After repeating the line containing "For GC, need", stop; until then, repeat each line of the listing below exactly, starting with the first.

**STORED DATA**
──────────

PR #3189, opened 2022-01-28
Allow fetching commit log from hash for dead reference for reflog user

ajantha-bhat:
For GC, need to fetch the expired contents (expired because reference is deleted or assigned) from the backend store. 
Currently we only support fetching commit log + contents for the live references. Hence, need a way to fetch from dead references. 

Changes:
When authz is enabled,
    allow fetching commit log from hash for dead reference for reflog user and continue the same restrictions for normal user.
When authz is disabled,
    anyone can fetch commit log from hash for dead reference.

Note: 
When Hash is not provided, cannot fetch commit log from the dead reference irrespective of the access control.


snazy (changes requested):
No need for this one.
I will have the bare-commit-id support ready pretty soon, which will allow reading the commit log from any commit

snazy:
#3196 is the change that will allow reading from bare commit-ids.

ajantha-bhat:
Closing the PR as there is an alternate implementation in #3196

──────────

**EXERCISE RESULT**
PR #3189, opened 2022-01-28
Allow fetching commit log from hash for dead reference for reflog user

ajantha-bhat:
For GC, need to fetch the expired contents (expired because reference is deleted or assigned) from the backend store. 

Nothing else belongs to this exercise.